Sacituzumab Govitecan + Toripalimab as First - Line Therapy for Advanced Triple - Negative Breast Cancer and Biomarker Exploration

1. Research Objectives： The overall objective of this study is to explore the efficacy and safety of sacituzumab govitecan in combination with toripalimab as first - line treatment for advanced triple - negative breast cancer.

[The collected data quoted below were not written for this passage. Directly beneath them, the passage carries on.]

Issue #1303, opened 2025-03-26
Build threats - "Poison the build cache" doesn't have a 'solution'


TomHennen:
The threat lists a mitigation, and has an example, but the example doesn't include a solution or a conclusion of any sort.

https://deploy-preview-1298--slsa.netlify.app/spec/v1.1-rc2/threats#c-source-code-management:~:text=Poison%20the%20build%20cache

TomHennen:
I think the 'example' might also be a bit wonky, or doesn't have enough data.

If the cache is keyed by the digest of the source file, what are the contents of that file?  How does the attacker poison it?

Maybe the idea is that _other_ inputs besides the source file went into that content and that wasn't taken into consideration when constructing the cache.  If so we should say that.

Alternatively we _remove_ a mention of the key and just say the solution is to use separate caches.

TomHennen:
Going to keep it simple and just say builders should always use a separate caches for each build.

I suppose an outstanding question might be "what good is the cache then?"

IDK.  Not sure we'll resolve it here, but maybe @MarkLodato has some thoughts?

MarkLodato:
I agree that the current wording is poor. Sorry this post is so long - I didn't have time to make it shorter 😄.

For a long writeup of build cache poisoning, see https://adnanthekhan.com/2024/05/06/the-monsters-in-your-build-cache-github-actions-cache-poisoning/. This is specifically about GitHub's [actions/cache](https://github.com/actions/cache) but the same concepts apply to other build caches.

I suppose there are two classes of vulnerabilities, **both** of which most build caches exhibit:

#### Issue 1: Hash Collisions

**Problem:** The cache key does not fully and securely cover the transitive closure of all inputs. For example, suppose you want to cache a single `.cc` --> `.o` compilation. If you just cache by the hash of the source `.cc` file but *not* the compiler command line or the hash of the compiler, then two different builds with different command lines or compiler versions will use the same hash key.

While this is more of a correctness issue, it is still a vulnerability that can be actively exploited in some situations. The biggest issue is persistence, which is what [cacheract](https://github.com/adnaneKhan/cacheract) shows. Once someone compromises a single build, they can gain persistence and stay basically forever.

[...]

PR #1310, opened 2025-03-26
content: draft: address issues in threats.md

### LINKED ISSUE #1302: Build threats - "Compromise project owner" doesn't have a 'solution'
The threat lists a mitigation, and has an example, but the example doesn't include a solution or a conclusion of any sort.

https://deploy-preview-1298--slsa.netlify.app/spec/v1.1-rc2/threats#c-source-code-management:~:text=Compromise%20project%20owner

That should be addressed.

### LINKED ISSUE #1306: "Delete the code" threat has a solution that doesn't exist in 1.1
"Solution: Verifier rejects the package because it lacks a positive attestation showing that some system, such as GitHub, ensured retention and availability of the source code."

This solution isn't part of SLSA 1.1

https://deploy-preview-1298--slsa.netlify.app/spec/v1.1-rc2/threats#availability-threats:~:text=Solution%3A%20Verifier%20rejects%20the%20package%20because%20it%20lacks%20a%20positive%20attestation%20showing%20that%20some%20system%2C%20such%20as%20GitHub%2C%20ensured%20retention%20and%20availability%20of%20the%20source%20code.

We should update.

### LINKED ISSUE #1307: "Forge change metadata" likely belongs in "Source threats" not "Verification threats"
The text doesn't directly discuss verification or expectations so it seems misplaced.

https://deploy-preview-1298--slsa.netlify.app/spec/v1.1-rc2/threats#availability-threats:~:text=Forge%20change%20metadata

### LINKED ISSUE #1308: Example in "Exploit cryptographic hash collisions" is source specific
The text is generally fine, but it's talking about hash collisions in source files, which aren't part of how SLSA verifies artifacts.  Elsewhere when we talk about verification we're talking about verification of artifacts to their provenance and that isn't referenced here.

We should update to talk about binary files and how a collision impacts provenance verification.

TomHennen:
This change addresses multiple issues in threats.md.

* Don't let an attacker debug an in progress build. Fixes #1302 
* Use a separate cache for each build. refs #1303
  * Leaves this issue open for further work.
* Don't reference source attestations in threats yet. Fixes #1306 
* Move "forge change metadata" to "Source Threats". Fixes #1307 
* Use an executable as a hash collision example instead of source file. Fixes #1308

### DIFF
--- a/docs/spec/draft/threats.md
+++ b/docs/spec/draft/threats.md
@@ -987,13 +987,12 @@ two-party review.
 *Threat:* Exploit a cryptographic hash collision weakness to bypass one of the
 other controls.
 
-*Mitigation:* Require cryptographically secure hash functions for commit
-IDs and provenance subjects, such as SHA-256.
+*Mitigation:* Choose secure algorithms when using cryptographic digests, such
+as SHA-256.
 
-*Examples:* Attacker crafts a malicious executable with the same MD5 hash as a
-target benign executable. Attacker replaces the benign executable with
-the malicious executable. Solution: Only accept cryptographic hashes with strong
-collision resistance.
+*Examples:* Attacker crafts a malicious file with the same MD5 hash as a target
+benign file. Attacker replaces the benign file with the malicious file.
+Solution: Only accept cryptographic hashes with strong collision resistance.
 
 </details>
 
--- a/docs/spec/draft/threats.md
+++ b/docs/spec/draft/threats.md
@@ -263,13 +263,7 @@ stamping."
 *Threat:* Forge the change metadata to alter attribution, timestamp, or
 discoverability of a change.
 
-*Mitigation:* Source control platform strongly authenticates actor identity,
-timestamp, and parent revisions.
-
-*Example:* Adversary submits a git commit with a falsified author and timestamp,
-and then rewrites history with a non-fast-forward update to make it appear to
-have been made long ago. Solution: Consumer detects this by seeing that such
-changes are not strongly authenticated and thus not trustworthy.
+*Mitigation:* This threat is not currently addressed by SLSA.
 
 </details>
 
@@ -916,7 +910,7 @@ machine when Dep is loaded at runtime. An end user installs MyPackage, which in
 turn installs the compromised version of Dep. When the user runs MyPackage, it
 loads and executes the malicious code from Dep.
 
-*Mitigation:* N/A - This threat is not currently addressed by SLSA. SLSA's
+*Mitigation:* N/A - SLSA's
 threat model does not explicitly model runtime dependencies. Instead, each
 runtime dependency is considered a distinct artifact with its own threats.
 
@@ -939,15 +933,7 @@ SLSA v1.0 does not address availability threats, though future versions might.
 revision or cause it to get garbage collected, preventing anyone from inspecting
 the code.
 
-*Mitigation:* Some system retains the revision and its version control history,
-making it available for inspection indefinitely. Users cannot delete the
-revision except as part of a transparent legal or privacy process.
-
-*Example:* An adversary submits malicious code to the MyPackage GitHub repo,
-builds from that revision, then does a force push to erase that revision from
-history or deletes the entire repo. This would make the revision
-unavailable for inspection. Solution: Verifier rejects packages built from
-source repos that do not have strong retention guarantees.
+*Mitigation:* This threat is not currently addressed by SLSA.
 
 </details>
 <details><summary>A dependency becomes temporarily or permanently unavailable to the build process</summary>
@@ -963,14 +949,14 @@ impact of this threat.
 
 *Threat:* The package registry stops serving the artifact.
 
-*Mitigation:* N/A - This threat is not currently addressed by SLSA.
+*Mitigation:* This threat is not currently addressed by SLSA.
 
 </details>
 <details><summary>De-list provenance</summary>
 
 *Threat:* The package registry stops serving the provenance.
 
-*Mitigation:* N/A - This threat is not currently addressed by SLSA.
+*Mitigation:* This threat is not currently addressed by SLSA.
 
 </details>
 
--- a/docs/spec/draft/threats.md
+++ b/docs/spec/draft/threats.md
@@ -472,11 +472,12 @@ forged digest is irrelevant.
 build process or provenance generation.
 
 *Example:* MyPackage is built on Awesome Builder under the project "mypackage".
-Adversary is an administrator of the "mypackage" project. Awesome Builder allows
-administrators to debug build machines via SSH. An adversary uses this feature
-to alter a build in progress. Solution: Build L3 requires provenance to be
-resistant to forgery by tenants, so the attacker would be forbidden from
-altering a build in progress.
+Adversary is an owner of the "mypackage" project. Awesome Builder allows
+owners to debug the build environment via SSH. An adversary uses this feature
+to alter a build in progress. Solution: Build L3 requires complete provenance, the
+attackers access and/or actions within the SSH would be enumerated within the
+external parameters. The updated external parameters will not match the declared
+expectations causing verification to fail.
 
 </details>
 <details><summary>Compromise other build <span>(Build L3)</span></summary>
--- a/docs/spec/draft/threats.md
+++ b/docs/spec/draft/threats.md
@@ -463,7 +463,9 @@ build process or provenance generation.
 *Example:* MyPackage is built on Awesome Builder under the project "mypackage".
 Adversary is an administrator of the "mypackage" project. Awesome Builder allows
 administrators to debug build machines via SSH. An adversary uses this feature
-to alter a build in progress.
+to alter a build in progress. Solution: Build L3 requires provenance to be
+resistant to forgery by tenants, so the attacker would be forbidden from
+altering a build in progress.
 
 </details>
 <details><summary>Compromise other build <span>(Build L3)</span></summary>
--- a/docs/spec/draft/threats.md
+++ b/docs/spec/draft/threats.md
@@ -517,6 +517,7 @@ such cache poisoning attacks.
 the source file. Adversary runs a malicious build that creates a "poisoned"
 cache entry with a falsified key, meaning that the value wasn't really produced
 from that source. A subsequent build then picks up that poisoned cache entry.
+Solution: Builder uses a separate cache for each build.
 
 </details>
 <details><summary>Compromise build platform admin <span>(verification)</span></summary>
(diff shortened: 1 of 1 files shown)


docs/spec/draft/threats.md
```diff
@@ -256,6 +256,23 @@ stamping."
...
 </details>
 
+#### (B4) Render logs ineffective
+
+<details><summary>Forge change metadata</summary>
+
+*Threat:* Forge the change metadata to alter attribution, timestamp, or
+discoverability of a change.
+
+*Mitigation:* Source control platform strongly authenticates actor identity,
```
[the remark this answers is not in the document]
zachariahcox: I recommend dropping this item, saying that slsa doesn't support until a future track, or mentioning that consumers have to have their own way to meaningfully identify contributors?

docs/spec/draft/threats.md
```diff
@@ -515,6 +534,7 @@ such cache poisoning attacks.
 the source file. Adversary runs a malicious build that creates a "poisoned"
 cache entry with a falsified key, meaning that the value wasn't really produced
 from that source. A subsequent build then picks up that poisoned cache entry.
+Solution: Builder uses a separate cache for each build.
```
zachariahcox, line 537:
```suggestion
Solution: Builder.id uses a separate cache for each build.
```
Right? there's no way for actions as a product to use a separate cache for all builds, but you might want something like that for specific configurations.

zachariahcox: potentially in this case, the solution is: "for critical builds, do not use a cache."

docs/spec/draft/threats.md
```diff
@@ -926,9 +946,8 @@ revision except as part of a transparent legal or privacy process.
 *Example:* An adversary submits malicious code to the MyPackage GitHub repo,
 builds from that revision, then does a force push to erase that revision from
 history (or requests that GitHub delete the repo.) This would make the revision
```
zachariahcox, line 948:
```suggestion
history deletes the repo. This would make the revision
```

docs/spec/draft/threats.md
```diff
@@ -926,9 +946,8 @@ revision except as part of a transparent legal or privacy process.
...
-unavailable for inspection. Solution: Verifier rejects the package because it
-lacks a positive attestation showing that some system, such as GitHub, ensured
-retention and availability of the source code.
+unavailable for inspection. Solution: Verifier rejects packages built from
+source repos that do not have strong retention guarantees.
```
zachariahcox, line 950: who makes the guarantee in this case?

we could also say "verifier rejects the package because it lacks positive attestations that consumed source is still available."

docs/spec/draft/threats.md
```diff
@@ -999,10 +1004,9 @@ other controls.
 *Mitigation:* Require cryptographically secure hash functions for commit
 checksums and provenance subjects, such as SHA-256.
```
zachariahcox, line 1005:
```suggestion
IDs and provenance subjects, such as SHA-256.
```

docs/spec/draft/threats.md
TomHennen: I'm trying to get away from talking about attestations in the source threats section because those attestations don't exist yet (they're part of the source track).

> "who makes the guarantee in this case?"

This would be the source control platform.  I don't know how many actually do this.

I'd also be happy saying SLSA doesn't address this threat yet, which would be simpler.

Note that I don't think _anything_ we're planning in the source track would prevent a repo owner from deleting that repo.  Whenever we address these things we'd probably want to provide separate examples/mitigations.

docs/spec/draft/threats.md
TomHennen: Builder.id isn't a component in the [Build model](https://slsa.dev/spec/draft/terminology#build-model), but it does [_refer to_](https://slsa.dev/spec/v1.0/provenance#builder) the 'Build Platform'.  In this doc we're always using 'Builder' as a shorthand for 'Build Platform'.

In the case of GitHub Actions, I don't think we'd consider GitHub Actions the "build platform" instead it's a component of that platform.  Much like for an [SCS](https://slsa.dev/spec/draft/source-requirements#definitions:~:text=Source%20Control%20System%20(SCS)) the system is a collection of tools and services that people build on top of to meet the requirements.  For GHA and SLSA builds it's really the specific workflow that brings everything together and I think _it_ can decide how caches are or aren't used?  So I think we're fine?

> potentially in this case, the solution is: "for critical builds, do not use a cache."

I'd rather not start talking about 'critical builds'.  Everywhere else in this page we just talk about 'builds'

docs/spec/draft/threats.md
```diff
@@ -999,10 +1004,9 @@ other controls.
...
 
-*Examples:* Construct a benign file and a malicious file with the same SHA-1
-hash. Get the benign file reviewed and then submit the malicious file.
-Alternatively, get the benign file reviewed and submitted and then build from
-the malicious file. Solution: Only accept cryptographic hashes with strong
+*Examples:* Attacker crafts a malicious executable with the same MD5 hash as a
```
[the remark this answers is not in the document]
TomHennen: I was just trying to make the example as meaningful as possible.  I can replace executable with file though. That's fine.

Generally I think commit IDs might be misplaced here.  Why are they special?  Even once we have the source track we'll still really just care about what's in the provenance.

Maybe we just drop 'commit IDs' and only refer to provenance subjects?

Another potential issue (that I'm not sure I want to get into) is that sometimes there are [use cases](https://github.com/in-toto/attestation/blob/main/spec/v1/digest_set.md#use-cases-for-non-cryptographic-immutable-digests) for non-cryptographic identifiers in digests and this would seem to preclude that (but not really since this isn't the requirements).  If we wanted to clarify _that_ we'd have to say something like "*Mitigation:* Choose **secure** algorithms when using cryptographic digests"

docs/spec/draft/threats.md
adityasaky: > I'd also be happy saying SLSA doesn't address this threat yet, which would be simpler.

I support this approach.

docs/spec/draft/threats.md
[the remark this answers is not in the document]
adityasaky: > Maybe we just drop 'commit IDs' and only refer to provenance subjects?

I'd drop commit IDs from here. I know this is "only" the threats page and not a requirement for a track, but I wonder if some folks will get confused and think that SLSA requires them to start using git with SHA-256 identifiers.

> Generally I think commit IDs might be misplaced here. Why are they special? Even once we have the source track we'll still really just care about what's in the provenance.

I think the source provenance or VSA subject might still refer to a revision using `gitCommit` or so as the digest type, which ends up being SHA-1? (At least that's what we're doing for the VSA PoC in gittuf)

docs/spec/draft/threats.md
TomHennen: Done.

docs/spec/draft/threats.md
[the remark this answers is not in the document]
TomHennen: Done.  Now just saying SLSA doesn't address this yet.

docs/spec/draft/threats.md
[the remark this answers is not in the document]
TomHennen: Yes it does, that's a good point!

docs/spec/draft/threats.md
```diff
@@ -256,6 +256,17 @@ stamping."
 
 </details>
 
+#### (B4) Render logs ineffective
+
+<details><summary>Forge change metadata</summary>
```
arewm, line 261: Can we change the heading to be something more representative of the summary? I assume that this is logs for incident response, etc. but to me, simple statements of logs are often build logs.

docs/spec/draft/threats.md
```diff
@@ -463,7 +474,9 @@ build process or provenance generation.
 *Example:* MyPackage is built on Awesome Builder under the project "mypackage".
 Adversary is an administrator of the "mypackage" project. Awesome Builder allows
 administrators to debug build machines via SSH. An adversary uses this feature
-to alter a build in progress.
+to alter a build in progress. Solution: Build L3 requires provenance to be
+resistant to forgery by tenants, so the attacker would be forbidden from
+altering a build in progress.
```
arewm, line 479: Altering a build is different from forging provenance. This is also not an action by a tenant but an admin. I initially thought that this related to isolation, but that is more scoped for preventing parallel builds from affecting each other.

I feel like this falls more into the "future" operations track. How can a build platform be run securely so that admin users have the least possible impact.

docs/spec/draft/threats.md
TomHennen: Do you have a suggestion?

docs/spec/draft/threats.md
TomHennen: So, now that you call this out I think the example differs from the 'threat' and 'mitigation'.

The threat and mitigation are talking about an attacker gaining ownership of a _project_.  The example then changes terminology to talk about 'administrator' access which makes us think it's talking about administration of the entire build platform, but it is really just supposed to be talking about _the project itself_.

Re "forging", the need for the provenance to be complete comes from the high level "Provenance is Unforgeable" requirement.  Let me replace that with something more specific.

So I think we really want something like

> *Example:* MyPackage is built on Awesome Builder under the project "mypackage".
Adversary is an _owner_ of the "mypackage" project. Awesome Builder allows
_owners_ to debug the _build environment_ via SSH. An adversary uses this feature
to alter a build in progress. Solution: Build L3 requires _complete_ provenance, the
attackers access and/or actions within the SSH would be enumerated within the
external parameters.  The updated external parameters will not match the declared
expectations causing verification to fail.


I'd agree that any attacks by the Build Platform administrator would definitely fall under some new tracks (like Build Environment).

SG?

docs/spec/draft/threats.md
arewm:
```
#### (B4) Render commit metadata
```
?

docs/spec/draft/threats.md
TomHennen: Fixed.  Thanks for the catch.

docs/spec/draft/threats.md
TomHennen: How about "Render change metadata ineffective"

"commit" -> "change" to stay consistent (and somewhat platform agnostic)

TomHennen: Done.  Let me know if you don't like the new thing. :)

arewm (approved):
Thanks for this!

TomHennen:
Leaving the cache poisoning issue open to address Mark's comment on the #1303 in a separate PR.

zachariahcox (approved):
Woohoo!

Primary Objectives：1）To observe and evaluate the efficacy (progression - free survival, PFS) of sacituzumab govitecan in combination with toripalimab as first - line treatment for advanced triple - negative breast cancer under real - world conditions.2）To observe and evaluate the safety (all adverse events and immune - related adverse events) of sacituzumab govitecan in combination with toripalimab as first - line treatment for advanced triple - negative breast cancer under real - world conditions. Secondary Objectives：Objective response rate.Survival.To observe and explore biomarkers associated with efficacy. 2. Significance of the Research：Currently, chemotherapy remains the main treatment for advanced triple - negative breast cancer. However, whether it is single - agent or combination chemotherapy, the efficacy is rather poor. Improving the efficacy and safety of first - line treatment for advanced triple - negative breast cancer is an urgent problem to be solved. Both sacituzumab govitecan and toripalimab are major drugs for the treatment of advanced triple - negative breast cancer, and combination therapy may further enhance the effectiveness of treatment. At present, there is no literature reporting the efficacy and safety data of sacituzumab govitecan in combination with toripalimab as first - line treatment. This study is a prospective, single - arm, multicenter, non - interventional, observational clinical trial, aiming to observe the efficacy and safety of sacituzumab govitecan in combination with toripalimab as first - line treatment for advanced triple - negative breast cancer in the real world.